Alguns analistas
dizem que os mais velhos hoje já não entendem seus filhos e são condenados a
viver, no mundo digital, como imigrantes no próprio país.
Meu
caso é mais prosaico. Sinto-me como imigrante no Brasil ao assistir a uma
sessão do Supremo Tribunal Federal.
O Brasil que habitava desde a redemocratização pelo
menos tinha esperanças. O que se vê hoje é o declínio de toda a experiência
democrática das três últimas décadas. O sistema político foi engolfado pelos
custos de campanha, corrompeu-se e perdeu o contato com a sociedade.
O Supremo mostrou-se uma parte apenas desse corpo
em decomposição. Não apenas pelo mérito de sua discussão, mas também pela
forma. Quem iria supor que num momento histórico um ministro iria alegar, ao
vivo, uma viagem para interromper a decisão. Ou que, também num momento
histórico, era necessário respeitar o horário regimental.
Levamos o Brasil mais a sério. É impensável que,
numa grande questão nacional, se reunissem por duas horas, fizessem uma hora de
lanche e voltassem cansados, sem condições de raciocínio.
As coisas acontecem, e tudo o que dizem aos
repórteres é: isto é inadmissível. Muitas coisas no Brasil hoje são
consideradas, justamente, inadmissíveis: violência política, tiros, troca de
insultos.
Solidário com todas as vítimas, tento avançar um
pouco e perguntar: o que produz tantas coisas inadmissíveis no Brasil? E como
entender suas causas e recuperar a convivência?
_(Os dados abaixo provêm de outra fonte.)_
PR #1266, opened 2019-04-30
Docs for compiler.cppstd subsetting

jgsogo:
Doc for https://github.com/conan-io/conan/pull/4917

### DIFF
--- a/howtos/manage_cpp_standard.rst
+++ b/howtos/manage_cpp_standard.rst
@@ -23,7 +23,8 @@ The consumer can specify it in a :ref:`profile<profiles>` or with the ``-s`` par
 
 
 As it is a subsetting, it can have different values for each compiler (also, take into account
-that depending on the version of the compiler the standard could have only partial support).
+that depending on the version of the compiler the standard could have only partial support
+and may change the ABI).
 
 Valid values for ``compiler=Visual Studio``:
 
--- a/howtos/manage_cpp_standard.rst
+++ b/howtos/manage_cpp_standard.rst
@@ -6,27 +6,24 @@ How to manage C++ standard [EXPERIMENTAL]
 .. warning::
 
     This is an **experimental** feature subject to breaking changes in future releases.
+    Previously, it was implemented as a first level setting ``cppstd``, we encourage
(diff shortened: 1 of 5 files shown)


howtos/manage_cpp_standard.rst
```diff
@@ -6,27 +6,25 @@ How to manage C++ standard [EXPERIMENTAL]
...
+    Previously, it was implemented as a first level setting ``cppstd``, we encourage
+    you to adopt the new subsetting and update your recipes if they were including the
+    deprecated one in its :ref:`settings_property` attribute.
 
-The setting representing the C++ standard is ``cppstd``.
-The detected default profile doesn't set any value for the ``cppstd`` setting.
+
+The setting representing the C++ standard is ``compiler.cppstd``.
+The detected default profile doesn't set any value for the ``compiler.cppstd`` setting, but
+Conan will use the default for each compiler if no value is provided.
```
lasote: Not accurate. Conan won't do anything if no value is specified. But the compiler will use, of course, the default value.

howtos/manage_cpp_standard.rst
```diff
@@ -84,11 +82,17 @@ When the ``cppstd`` setting is declared in the recipe and the consumer specifies
 Package compatibility
 ---------------------
 
-By default Conan will detect the default standard of your compiler to not generate different binary packages.
-For example, you already built some ``gcc > 6.1`` packages, where the default std is ``gnu14``.
-If you introduce the ``cppstd`` setting in your recipes and specify the ``gnu14`` value, Conan won't generate
+By default Conan will use the default standard for your compiler, so it won't generate different
```
lasote: Idem. Not accurate. You can say that when no value is specified, Conan will compute by default the same package_id corresponding to the default std of the compiler, so when you explicit the std value for the default of the compiler, the id will be the same as no specifying it.

howtos/manage_cpp_standard.rst
jgsogo: That's right, and very important!

howtos/manage_cpp_standard.rst
jgsogo: That's right, and very important

PR #1268, opened 2019-04-30
Updated year in license

danimtb:


LICENSE
```diff
@@ -1,4 +1,4 @@
-Copyright (c) 2016 JFrog Ltd.
+Copyright (c) 2019 JFrog Ltd.
```
uilianries: Should we update to the current year, or a range with initial year, like `2016-2019` ?

danimtb:
I have just followed what we have at conan-io/conan, but that's why I assigned this to @memsharded

PR #1294, opened 2019-05-27
Add an example of removing system requirements via a wildcard

Minimonium:
Docs for: conan-io/conan#5176


danimtb:
Thanks a lot!

PR #1296, opened 2019-05-28
Feature/build mode cascade

lasote:


danimtb:
A usage example would be useful but we can add it later. I will open an issue

PR #1311, opened 2019-05-31
Add know pip installation issue

### LINKED ISSUE #1256: Issue realated to `pip install --user conan`
When you install a Python package into user workspace with `pip install --user conans` all the console scripts are created into `$HOME/.local/bin`. This path should be included into the `$HOME/.profile` file:

```sh
# set PATH so it includes user's private bin if it exists
if [ -d "$HOME/.local/bin" ] ; then
    PATH="$HOME/.local/bin:$PATH"
fi
```

...but it will be added to the `PATH` only if that directory exists. If Conan is the first application being installed this two lines will fail:

```bash
$> pip install --user conan
$> conan
bash: conan: command not found
```

The user needs to open the session again (start a new console) or reload the `.profile` file:

```bash
$> source ~/.profile
```

A note about this could be added to [Known installation issues with pip](https://docs.conan.io/en/latest/installation.html#known-installation-issues-with-pip), or to the _"Please read carefully"_ section.

danimtb:
closes #1256

### DIFF
--- a/installation.rst
+++ b/installation.rst
@@ -66,9 +66,9 @@ Known installation issues with pip
       $ python3.4 get-pip.py
       $ pip install conan
 
-- When Conan being the first application installer via pip with :command:`pip install --user <username>`, usually the path is not updated in
-  the environment and the :command:`conan` command is not available in the current terminal session. This can be solved restarting the
-  session or running the following command:
+- When Conan is installed with :command:`pip install --user <username>`, usually a new directory is created for it. However, the directory
+  is not appended automatically to the `PATH` and the :command:`conan` commands do not work. This can be solved restarting the session of
+  the terminal or running the following command:
 
   .. code-block:: bash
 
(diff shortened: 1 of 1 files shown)


installation.rst
```diff
@@ -60,11 +60,19 @@ Known installation issues with pip
...
 
-    $ curl https://bootstrap.pypa.io/get-pip.py -o get-pip.py
-    $ python3.4 get-pip.py
-    $ pip install conan
+      $ curl https://bootstrap.pypa.io/get-pip.py -o get-pip.py
+      $ python3.4 get-pip.py
+      $ pip install conan
+
+- When Conan is installed with :command:`pip install --user <username>`, usually a new directory is created for it. However, the directory
+  is not appended automatically to the `PATH` and the :command:`conan` commands do not work. This can be solved restarting the session of
```
jgsogo: Just in case 😅 

```suggestion
  is not appended automatically to the `PATH` and the :command:`conan` commands do not work. This can usually be solved restarting the session of
```

PR #1322, opened 2019-06-12
Update multiconfig package approach N configs -> 1 package

### LINKED ISSUE #1325: Misleading documentation for packaging N configs -> 1 package (MSVC Alternative 2)
- [ *] I've read the [CONTRIBUTING guide](https://github.com/conan-io/conan/blob/develop/.github/CONTRIBUTING.md).
- [ *] I've specified the Conan version, operating system version and any tool that can be relevant.
- [ *] I've explained the steps to reproduce the error or the motivation/use case of the question/suggestion.

conan 1.11.2, MSVC 2017
[Alternative #2](https://github.com/memsharded/hello_multi_config/blob/master/conanfile.py#L33) doesn't work because `cmake.command_line` is [read-only](https://docs.conan.io/en/latest/reference/build_helpers/cmake.html#command-line-read-only)

How to make `Alternative 2` approach work? Could you update the documentation and `hello_multi_config` repository?

P.S. I'm trying to package Google Protobuf, `find_package(Protobuf REQUIRED)` is used everywhere and I don't want to change it to `find_package(Protobuf REQUIRED CONFIG)` so I'm trying to pack Debug and Release libraries to a single package.

danimtb:
closes conan-io/conan#5341
closes #1325 

to be merged after https://github.com/conan-io/examples/pull/18

### DIFF
--- a/creating_packages/package_approaches.rst
+++ b/creating_packages/package_approaches.rst
@@ -142,7 +142,7 @@ Such a package can define its information for consumers as:
         self.cpp_info.release.libs = ["mylibrary"]
         self.cpp_info.debug.libs = ["mylibrary_d"]
 
-This will translate to the CMAake variables:
+This will translate to the CMake variables:
 
 .. code-block:: cmake
 
--- a/creating_packages/package_approaches.rst
+++ b/creating_packages/package_approaches.rst
@@ -74,17 +74,15 @@ mistake could be a very risky issue.
 
 Read more about this in :ref:`method_package_info`.
 
-
 .. _packaging_approach_N_1:
 
 N configs -> 1 package
 ----------------------
 
-You may want to package both debug and release artifacts in the same package,
-so it can be consumed from IDEs like Visual Studio. This will change the debug/release configuration from the
-IDE, without having to specify it in the command line. This type of package can contain different
-artifacts for different configurations, and can be used for example to include both the release and debug version of the "hello"
-library, in the same package.
+You may want to package both debug and release artifacts in the same package, so it can be consumed from IDEs like Visual Studio. This will
+change the debug/release configuration from the IDE, without having to specify it in the command line. This type of package can contain
+different artifacts for different configurations and can be used to include both the release and debug version of a library in the same
+package.
 
 .. image:: /images/multi_conf_packages.png
     :height: 300 px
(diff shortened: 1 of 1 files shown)


creating_packages/package_approaches.rst
```diff
@@ -154,7 +142,7 @@ Such a package can define its information for consumers as:
         self.cpp_info.release.libs = ["mylibrary"]
         self.cpp_info.debug.libs = ["mylibrary_d"]
 
-This will translate to the cmake variables:
+This will translate to the CMAake variables:
```
SSE4:
```suggestion
This will translate to the CMake variables:
```

creating_packages/package_approaches.rst
```diff
@@ -164,62 +152,54 @@ This will translate to the cmake variables:
...
-These specific config variables will not be automatically applied, but you can directly use them
-in your consumer CMake build script.
+These specific config variables will not be automatically applied, but you can directly use them in your consumer CMake build script.
 
 .. note::
 
-    The automatic conversion of multi-config variables to generators is currently only implemented
-    in the ``cmake`` and ``txt`` generators. If you want to have support for them in another
-    build system, please open a GitHub issue.
+    The automatic conversion of multi-config variables to generators is currently only implemented in the ``cmake`` and ``txt`` generators.
```
SSE4: I think `visual_studio` & `visual_studio_multi` generators also support it for a while

danimtb: You are right. However, I am not sure if adding the ``*_multi`` generators here would be confusing, as those are used only for consumption. Maybe @memsharded can give us a hint here

danimtb:
```suggestion
    The automatic conversion of multi-config variables to generators is currently only implemented in the ``cmake``, ``visual_studio`` and ``txt`` generators.
```

creating_packages/package_approaches.rst
```diff
@@ -93,54 +91,44 @@ library, in the same package.
...
-syntax:
+            cmake_release = CMake(self, build_type="Debug")
+            cmake_release.configure()
+            cmake_release.build()
+
+            cmake_debug = CMake(self, build_type="Release")
+            cmake_debug.configure()
+            cmake_debug.build()
+
+In this case, we assume that the binaries will be differentiated with a suffix in the CMake syntax:
```
jgsogo: I think it would be more clear if we provide more information:

```suggestion
In this example, the binaries will be differentiated with a suffix in the CMake syntax, so we have to add this information to the data provided to the consumers in the `package_info` function:
```

and in the code-block below add the full function:

```python
def package_info(self):
    self.cpp_info.release.libs = ["mylibrary"]
    self.cpp_info.debug.libs = ["mylibrary_d"]
```

creating_packages/package_approaches.rst
```diff
@@ -164,62 +152,54 @@ This will translate to the cmake variables:
     set(CONAN_LIBS_DEBUG mylibrary_d ${CONAN_LIBS_DEBUG})
     set(CONAN_LIBS_RELEASE mylibrary ${CONAN_LIBS_RELEASE})
 
-And these variables will be correctly applied to each configuration by ``conan_basic_setup()``
-helper.
+And these variables will be correctly applied to each configuration by ``conan_basic_setup()`` helper.
```
jgsogo: What about other generators? Maybe it is useful to mention the `cmake_find_package` at least as it is the one we are moving to. I suppose the target created by Conan in the `FindXXX.cmake` uses the proper library depending on the build_type, right?

creating_packages/package_approaches.rst
```diff
@@ -164,62 +152,54 @@ This will translate to the cmake variables:
...
 
-    All these steps are already coded in the repo https://github.com/memsharded/hello_multi_config and commented
-    out as **"Alternative 2"**
+    All these steps are already coded in the repo https://github.com/conan-io/examples/tree/master/features/multi_config and commented
+    out as **"Alternative 2"**.
 
-Also, you can use any custom configuration as they are not restricted. For example, if
-your package is a multi-library package, you could try doing something like:
+Also, you can use any custom configuration as they are not restricted. For example, if your package is a multi-library package, you could
+try doing something like:
```
jgsogo:
```suggestion
try to do something like:
```

creating_packages/package_approaches.rst
```diff
@@ -164,62 +152,54 @@ This will translate to the cmake variables:
...
 N configs (1 build) -> N packages
 ---------------------------------
 
 It’s possible that an existing build script is simultaneously building binaries for different
 configurations, like debug/release, or different architectures (32/64bits), or library types
-(shared/static). If such a build script is used in the previous “Single configuration packages”
-approach, it will definitely work without problems. However, we’ll be wasting precious build time, as
+(shared/static). If such a build script is used in the previous "Single configuration packages"
+approach, it will definitely work without problems. However, we'll be wasting precious build time, as
 we’ll be re-building the rebuilding project for each package, then extracting the relevant artifacts for
```
jgsogo:
```suggestion
we’ll be re-building the project for each package, then extracting the relevant artifacts for
```

creating_packages/package_approaches.rst
```diff
@@ -93,54 +91,44 @@ library, in the same package.
...
-Creating a multi-configuration Debug/Release package is simple, see the following example
-using CMake.
+Creating a multi-configuration debug/release package is simple
 
-The first step will be to remove ``build_type`` from the settings. It will not be an input setting, the
-generated package will always be the same, containing both Debug and Release artifacts.
-The Visual Studio runtime is different for debug and release (``MDd`` or ``MD``) and is set using the default runtime (MD/MDd). If this meets your needs, we recommend removing the ``runtime`` subsetting in the
-``configure()`` method:
+The first step will be to remove ``build_type`` from the settings. It will not be an input setting and the generated package will always
+contain both debug and release artifacts.
```
SSE4: may we add some clarification, what happens to other configurations besides Release/Debug (e.g. RelWithDebInfo), is it unsupported case or it will just work out of the box?

creating_packages/package_approaches.rst
```diff
@@ -93,54 +91,44 @@ library, in the same package.
...
-                    self.output.info("Building %s" % config)
-                    self.run('cmake "%s" %s -DCMAKE_BUILD_TYPE=%s'
-                            % (self.source_folder, cmake.command_line, config))
-                    self.run("cmake --build .")
-                    shutil.rmtree("CMakeFiles")
-                    os.remove("CMakeCache.txt")
-
-In this case, we assume that the binaries will be differentiated with a suffix in the Cmake
-syntax:
+            cmake_release = CMake(self, build_type="Debug")
```
SSE4: doesn't it require different build folders to be used? otherwise, I guess Release will just override Debug (or fail?)

creating_packages/package_approaches.rst
danimtb: Here I just fixed the outdated information to adequate it to the example, I didn't want to introduce in this PR new information.

I am sure the whole docs would benefit from a review regarding the cmake generators, but we still have to clear the path towards the full usability of the find_package generator.

I will try what you suggest and open a new issue accordingly.

SSE4: I think the only generators currently supported are `cmake` and `visual_studio` (plus their corresponding `multi` variants). we should mention that. 
besides that, what happens to `conan_basic_setup(TARGETS)`, is it supported as well?

creating_packages/package_approaches.rst
danimtb: name of the generated artifacts are different, check the CMakeLists of the example

creating_packages/package_approaches.rst
danimtb: probably it will just work, but I don't want to make the example more complex or make the explanation too long for the user

creating_packages/package_approaches.rst
jgsogo: I agree it deserves an investigation to know if it works or not, but it is not the aim of this PR. @danimtb , if you open the new issue related to this example, please add the concerns by @SSE4 so we have a look into it too.

creating_packages/package_approaches.rst
jgsogo: I think it is ok for this PR to keep the Debug/Release as it was before.

PR #1324, opened 2019-06-12
Update imports copy

uilianries:
I've omitted here, actually at line 139 could have `link_dll` listed:

```
package()
---------

The actual creation of the package, once that it is built, is done in the ``package()`` method. Using the ``self.copy()`` method, artifacts
are copied from the build folder to the package folder.

The syntax of ``self.copy`` inside ``package()`` is as follows:

.. code-block:: python

    self.copy(pattern, dst="", src="", keep_path=True, symlinks=None, excludes=None, ignore_case=False)
```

Muitas vezes citado em momentos críticos, o filme
de Ingmar Bergman “O ovo da serpente” mostra os conflitos na Alemanha na
ascensão do nazismo. As circunstâncias são diferentes mas uma lição histórica,
que talvez valha para outros momentos, é que a ascensão de um movimento
autoritário não é algo que se afirma em contextos de grandes erros estratégicos
da esquerda.
O Brasil está dividido em torno de uma concepção de
justiça. Toneladas de provas, milhões de dólares, ruína da Petrobras, todos
esses fatos descobertos pela Lava-Jato não podem ser negados.
Até podem, mas a um preço muito alto para a própria
democracia. O Supremo hesita agora num momento decisivo, o da prisão de Lula.
Esta hesitação leva em conta os movimentos de
massa, pró e contra. Mas quando democráticos, não fazem tanto mal quanto a
perda de confiança na Justiça, um ácido que corrói a convivência e estimula
saídas desesperadas.
A tática de lançar a candidatura de Lula acabou
ofuscando a própria campanha eleitoral. Em outro país, ela já teria começado.
Lula, por sua vez, não se comporta como candidato a presidente, mas sim à
própria liberdade.
Em vez de estarem em jogo os principais lances da
reconstrução nacional, a discussão estacionou num debate que sucessivos
julgamentos já tinham esgotado. Infelizmente, a esquerda vê como adversário
quem reconhece a realidade dos fatos e, com isso, coloca num campo adversário
milhões de pessoas que não são autoritárias nem fascistas.
A crise que estamos vivendo é resultado do fracasso
de um longo governo da esquerda. Seus erros estimularam o surgimento de
inúmeras tendências na direita, inclusive a mais autoritária.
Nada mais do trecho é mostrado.